I was chatting with a young mom last week. She told me her son had just been diagnosed with autism. She asked if I had any advice to share.
I stumbled through a dumb answer about progress and hope and bell curves. Looking back, I wish I’d told her something else entirely.
I wished I’d told her to cradle his head between her hands.
Bend down and smell his hair after a bath.
Share a cookie before dinner.
Notice all the things he can do, instead of what he can’t.
Buy the balloon in the grocery store—the one that floats toward the ceiling, dusty and half-deflated.
Buy it because his eyes lit up when he saw it.
You see, today is my son Jack’s 18th birthday.
When I wasn’t looking, he grew up.
In two short months he will head off to a residential program. He will audit one class a semester at a community college.
It’s not about a degree. I could care less about a degree.
It’s about an experience to call his own.
Autism is a little like wearing glasses with two very different lenses.
When I look through one side, I see all the progress this boy has made. I see a high school senior when 9th grade was a disaster. I see the occasional small smile.
Yet the other lens tells a different story.
I can’t imagine him sitting through a college class—listening to the lecture or taking notes.
I can’t imagine him away from us.
When Jack was four, he had a hard time walking down the stairs. Carefully, he’d place one foot down, then step the other foot to meet it.
We invented a game to helped him. We named it after the brightly colored plastic bricks. Side by side we stood, showing him how to move a whole stair step at a time.
One Lego, two Lego, three Lego, four!
At night I dreamed in color. I dreamed in plastic. I dreamed of long, winding staircases.
When he was eight, we watched the Wizard of Oz. As the credits rolled by at the end, he sat straight up and announced, “The Lion. He has autism.”
I asked him why. Why would he think that?
“Because he is afraid. All the time.”
That night I dreamed of a lion’s eyes, pleading and lost.
Please, dance before bedtime.
Turn up the music and clap to the beat.
Do it for me. Do it for it for all the times I saw the diagnosis more than the boy.
You are going to make a mess of things some days.

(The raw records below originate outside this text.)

PR #533, opened 2024-01-10
refactor(cardinal): make ComponentFilter use component.Component

smsunarto:
Closes: WORLD-707

## Overview

This is PR 1 out of 2 to refactor the Search system. This PR is focused on refactoring
`filter.ComponentFilter` to work wih `component.Component` instead of `component.ComponentMetadata`.

By doing this, we will be able to make `filter.ComponentFilter` the main way to do filter throughout
the codebase. 

## Brief Changelog

- Refactor ComponentFilter to take in component.ComponentMetadata
- Minor adjustment to CQL to accomodate this new change
- Minor adjustment to tests to accomodate this new change

## Testing and Verifying

- Existing unit tests have been adjusted to accomodate this change

PR #534, opened 2024-01-10
refactor(cardinal): make NewSearch use filter.ComponentFilter and replace LazySearch

smsunarto:
Closes: WORLD-703

## Overview

This is PR 2 out of 2 and completes the Search refactor. 

Since we have refactored `filter.ComponentFilter` to accept `component.Component`, there
is no longer a need for Filterable (filter.go). Therefore, this PR eliminates it altogether.

Search now directly uses `filter.ComponentFilter`, which allows us to eliminate `ConvertToComponentFilter`
call that was previously returning an error. As a result, we can drop the LazyContainer altogether.

There is now a clean **single** combo of filter/search. 

One note here: a side-effect of using ConvertToComponentFilter call is that it validates whether a component
is registered with the `Engine` before doing archetype matching. This is a feature that we might want to preserve
but it is technically not required because `evaluateSearch()` (ecs/search.go#107) will just treat filter with unregistered
component like any other filter (it will just not find a match, etc). If we want this validation, we can create a ticket for this check
to be added in `evaluateSearch` prior to running `sm.SearchFrom`.

## Brief Changelog

- Remove filterable and adjust `cardinal/filter.go` to use `filter.ComponentFilter`
- Remove LazyContainer/LazyUpdate
- `cardinal.NewSearch` now just uses a vanilla `ecs.NewSearch`
- Replace all uses of Filterable with `filter.ComponentFilter`
- Replace all usage of search such as within `/evm` and `/ecs/persona.go` to use the
  the new search. Eliminating error returns from NewSearch both from internal use and external use. 
- Adjust tests to accomodate the changes. 

## Testing and Verifying

- Unit tests are updated to accommodate the changes


smsunarto:
> [!WARNING]
> <b>This pull request is not mergeable via GitHub because a downstack PR is open. Once all requirements are satisfied, merge this PR as a stack <a href="https://app.graphite.dev/github/pr/Argus-Labs/world-engine/534?utm_source=stack-comment-downstack-mergeability-warning" >on Graphite</a>.</b>
> <a href="https://graphite.dev/docs/merge-pull-requests">Learn more</a>

* `main`
  * **PR #533** <a href="https://app.graphite.dev/github/pr/Argus-Labs/world-engine/533?utm_source=stack-comment-icon" target="_blank">Graphite</a> 
    * **PR #534** <a href="https://app.graphite.dev/github/pr/Argus-Labs/world-engine/534?utm_source=stack-comment-icon" target="_blank">Graphite</a>  👈

This [stack of pull requests](https://stacking.dev/?utm_source=stack-comment) is managed by [Graphite](https://app.graphite.dev/github/pr/Argus-Labs/world-engine/534?utm_source=stack-comment).

pyrofolium (approved):
This is good. You were right, this is definitively better. I want to comment on one thing though. It's not that developers are just moving down the happy path, it's just we're biased because we've been in the weeds too long building it. I definitely did not Imagine `ComponentMetaData` as an aspect of a `Component` simply because the intention of the design was not for it to be like that in the first place. We made it to be to separate things and by luck a `ComponentMetaData` can be thought of as a component so we never thought of using polymorphism here. 

I think it's good to have fresh unbiased eyes on it so we can get past our preconceptions. I definitely appreciate your insight here, you were ultimately right in all your points.

One thing about your code is the polymorphism can make things a bit more confusing. I suggest changing the definition of ComponentMetaData to utilize the Components interface explicitly to make a bit more clear:


`	ComponentMetadata interface { //revive:disable-line:exported
		// SetID sets the ID of this component. It must only be set once
		SetID(TypeID) error
		// ID returns the ID of the component.
		ID() TypeID
		// New returns the marshaled bytes of the default value for the component struct.
		New() ([]byte, error)

		Encode(any) ([]byte, error)
		Decode([]byte) (any, error)
		GetSchema() []byte
		Component
	}`

technicallyty (approved):

smsunarto:
> This is good. You were right, this is definitively better. I want to comment on one thing though. It's not that developers are just moving down the happy path, it's just we're biased because we've been in the weeds too long building it. I definitely did not Imagine `ComponentMetaData` as an aspect of a `Component` simply because the intention of the design was not for it to be like that in the first place. We made it to be to separate things and by luck a `ComponentMetaData` can be thought of as a `Component` so we never thought of using polymorphism here.
> 
> I think it's good to have fresh unbiased eyes on it so we can get past our preconceptions. I definitely appreciate your insight here, you were ultimately right in all your points.
> 
> One thing about your code is the polymorphism can make things a bit more confusing. I suggest changing the definition of ComponentMetaData to utilize the Components interface explicitly to make a bit more clear:
> 
> ```
> ComponentMetadata interface { 
> 		SetID(TypeID) error
> 		ID() TypeID
> 		New() ([]byte, error)
> 
> 		Encode(any) ([]byte, error)
> 		Decode([]byte) (any, error)
> 		GetSchema() []byte
>                  //Remove Name method add Component interface. 
> 		Component
> 	}
> ```

good idea, just did this

smsunarto:
### Merge activity

* **Jan 10, 4:03 PM**: [Graphite](https://app.graphite.dev/github/pr/Argus-Labs/world-engine/534) rebased this pull request as part of a merge.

That’s just how it goes.
You are his mother.
Resist the urge to be anything else: speech therapist, behavior analyst, teacher.
The work will always be there. That is the very thing about work. It is the stray cat on the back step, begging for more attention and milk.
Think less about tomorrow, and more about today.
Take off the glasses with the double lenses.
After all, childhood isn’t measured in progress or years.
It is measured in moments.
It is moments full of delight and despair.
It is faded beach towels and stomach bugs and cannonballs on sunny afternoons.
It is winter snowballs, spring bike rides, unexpected thunderstorms, all strung together like lights on a string.
The truth is, once in a lifetime you get the chance to meet a person who is unlike any other person you have ever met.
A person who is complicated, and honest, and tenacious, and pure.
My son changed who I thought I was.
And who I planned to become.
I don’t know what the future holds. I don’t know if he can sit through a college class.
So we’ll do what we always do. We’ll try.
After all, a wave returns over and over again to kiss the shore, no matter how many times it’s turned away.
I wish I could have it all back again.
The nights around the television watching the Tin Man, cookies on a white plate, a staircase made of color.
With all my heart, I want it back. Yet I know it is time for him to try to fly.
I believe in him. I always have.
My wizard. My lion. My heart full of hope.
My wild-child, my game-changer, my Sunday son.
In his own way, in his own time, I know he will set the world alight.
Cradle his head.
Inhale his dewy sweetness.
Feel the music in your tender loose limbs and smile for the loveliness of this one and only life.